◆ Work instructions ◆
Type out the records again, exactly as they are.

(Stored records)
※

PR #6850, opened 2022-05-18
HexaRealm update

GeneralWadaling:
A major update on the HexaRealm tileset.
New additions of snow variant tile improvements as well as era variants of tile improvements.
Added the missing Offshore Platform sprite :)

Snow variants of City Centers has to be postponed as the version I have now isn't exactly satisfying.


xk730 (approved):

SomeTroglodyte:
I would feel better if we had this covered in [credits](https://github.com/yairm210/Unciv/blob/master/docs/Credits.md#icon-credits) - The whole file could do with a little work-over (but I wouldn't know which of the older parts may be outdated - "ThorfMaps tileset? Do we have that? Where?"), but just a line on why we're fine redistributing this and which license exactly applies?

xk730:
> > I would feel better if we had this covered in credits
> 
> I mean I'm not against this, but isn't this original content from the person who made the pull request? If yes, then why don't we put every code contributor in the credits as well?^^ I thought the credits only applied when we take something external, not something we made ourselves.
> 
> But yeah if @GeneralWadaling just pulled the images from somewhere else then I agree.

This is a material independently created by @GeneralWadaling , which was added to the game in an earlier version, tied with Fantasyhex and Default. His purpose of submitting this time is to improve the material

yairm210:
A. About credits, I'll add a line there, this is all original work by him. THE BIG QUESTION @GeneralWadaling is - would you be okay if *other people* used these tiles? If so, we'll include them under Unciv's license and call it a day

B. I saw you were concerned in the Discord about the size. We should have enough pixels in our 2048 cube to accommodate... 2048/64=32, 2048/56=~36, so that's about 1150 tiles. As long as you don't pass that number, we can take all the HexaRealm images and pack them separately, so no worries :)

SomeTroglodyte:
> from somewhere else

No I didn't fear that, just that - well, it's art, for art there are even more trouble hunters than for code, and some "contributed by original author" would be nice to show, especially if git blame shows said author added the line themselves.

GeneralWadaling:
> A. About credits, I'll add a line there, this is all original work by him. THE BIG QUESTION @GeneralWadaling is - would you be okay if _other people_ used these tiles? If so, we'll include them under Unciv's license and call it a day

By *other people* you mean people using them for external (outside-Unciv) purpose?

GeneralWadaling:
I'm okay if others used my tileset, BUT if it is used for **external (non-Unciv) purpose**, ***credits plz***. :)

yairm210:
For now I'll merge this and add a credits line that the images are under Creative Commons 3.0, if you want to change that to anything just say the word :)

yairm210:
I didn't know that existed 😓 
And it's been available since... the end of 2013? So I'm 9 years out of date? Welp

PR #6852, opened 2022-05-18

xk730:


xk730:
> 


我想这的确是个问题，当有了答案我将会回复你

xk730:
> Not sure whether that 'keep it' is right. Anyone knows where 'keep it' is? I may be slow to respond as my PC broke down and I use my phone to reply.

我想这的确是个问题，当有了答案我将会回复你
I think this is really a question. When I have the answer, I will reply to you

SomeTroglodyte:
> Keep it

[This line](https://github.com/yairm210/Unciv/blob/4513ddb75a35f9fd8415c6602c0b3bbb7eb19ce5/core/src/com/unciv/ui/worldscreen/AlertPopup.kt#L153) - AlertType.CityTraded, goes in a button after "What would you like to do with the city" and "Liberate (city returns to [originalOwner])"

SomeTroglodyte:
You know, I looked that up via an Android Studio Find-All for `"Keep it` (with the initial double quote). Without studio - a github search will find the thing too, it just has a different meaning for double quotes: [`https://github.com/search?q=%22Keep+it%22+repo%3Ayairm210%2FUnciv+language%3AKotlin&type=Code&ref=advsearch&l=Kotlin&l=`](https://github.com/search?q=%22Keep+it%22+repo%3Ayairm210%2FUnciv+language%3AKotlin&type=Code&ref=advsearch&l=Kotlin&l=).

Would that have helped you as well? Would it make sense to offer the possibility in our wiki for translators?

yairm210:
prepare version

※

◆ Solution below ◆
PR #6850, opened 2022-05-18
HexaRealm update

GeneralWadaling:
A major update on the HexaRealm tileset.
New additions of snow variant tile improvements as well as era variants of tile improvements.
Added the missing Offshore Platform sprite :)

Snow variants of City Centers has to be postponed as the version I have now isn't exactly satisfying.


xk730 (approved):

SomeTroglodyte:
I would feel better if we had this covered in [credits](https://github.com/yairm210/Unciv/blob/master/docs/Credits.md#icon-credits) - The whole file could do with a little work-over (but I wouldn't know which of the older parts may be outdated - "ThorfMaps tileset? Do we have that? Where?"), but just a line on why we're fine redistributing this and which license exactly applies?

xk730:
> > I would feel better if we had this covered in credits
> 
> I mean I'm not against this, but isn't this original content from the person who made the pull request? If yes, then why don't we put every code contributor in the credits as well?^^ I thought the credits only applied when we take something external, not something we made ourselves.
> 
> But yeah if @GeneralWadaling just pulled the images from somewhere else then I agree.

This is a material independently created by @GeneralWadaling , which was added to the game in an earlier version, tied with Fantasyhex and Default. His purpose of submitting this time is to improve the material

yairm210:
A. About credits, I'll add a line there, this is all original work by him. THE BIG QUESTION @GeneralWadaling is - would you be okay if *other people* used these tiles? If so, we'll include them under Unciv's license and call it a day

B. I saw you were concerned in the Discord about the size. We should have enough pixels in our 2048 cube to accommodate... 2048/64=32, 2048/56=~36, so that's about 1150 tiles. As long as you don't pass that number, we can take all the HexaRealm images and pack them separately, so no worries :)

SomeTroglodyte:
> from somewhere else

No I didn't fear that, just that - well, it's art, for art there are even more trouble hunters than for code, and some "contributed by original author" would be nice to show, especially if git blame shows said author added the line themselves.

GeneralWadaling:
> A. About credits, I'll add a line there, this is all original work by him. THE BIG QUESTION @GeneralWadaling is - would you be okay if _other people_ used these tiles? If so, we'll include them under Unciv's license and call it a day

By *other people* you mean people using them for external (outside-Unciv) purpose?

GeneralWadaling:
I'm okay if others used my tileset, BUT if it is used for **external (non-Unciv) purpose**, ***credits plz***. :)

yairm210:
For now I'll merge this and add a credits line that the images are under Creative Commons 3.0, if you want to change that to anything just say the word :)

yairm210:
I didn't know that existed 😓 
And it's been available since... the end of 2013? So I'm 9 years out of date? Welp

PR #6852, opened 2022-05-18

xk730:


xk730:
> 


我想这的确是个问题，当有了答案我将会回复你

xk730:
> Not sure whether that 'keep it' is right. Anyone knows where 'keep it' is? I may be slow to respond as my PC broke down and I use my phone to reply.

我想这的确是个问题，当有了答案我将会回复你
I think this is really a question. When I have the answer, I will reply to you

SomeTroglodyte:
> Keep it

[This line](https://github.com/yairm210/Unciv/blob/4513ddb75a35f9fd8415c6602c0b3bbb7eb19ce5/core/src/com/unciv/ui/worldscreen/AlertPopup.kt#L153) - AlertType.CityTraded, goes in a button after "What would you like to do with the city" and "Liberate (city returns to [originalOwner])"

SomeTroglodyte:
You know, I looked that up via an Android Studio Find-All for `"Keep it` (with the initial double quote). Without studio - a github search will find the thing too, it just has a different meaning for double quotes: [`https://github.com/search?q=%22Keep+it%22+repo%3Ayairm210%2FUnciv+language%3AKotlin&type=Code&ref=advsearch&l=Kotlin&l=`](https://github.com/search?q=%22Keep+it%22+repo%3Ayairm210%2FUnciv+language%3AKotlin&type=Code&ref=advsearch&l=Kotlin&l=).

Would that have helped you as well? Would it make sense to offer the possibility in our wiki for translators?

yairm210:
prepare version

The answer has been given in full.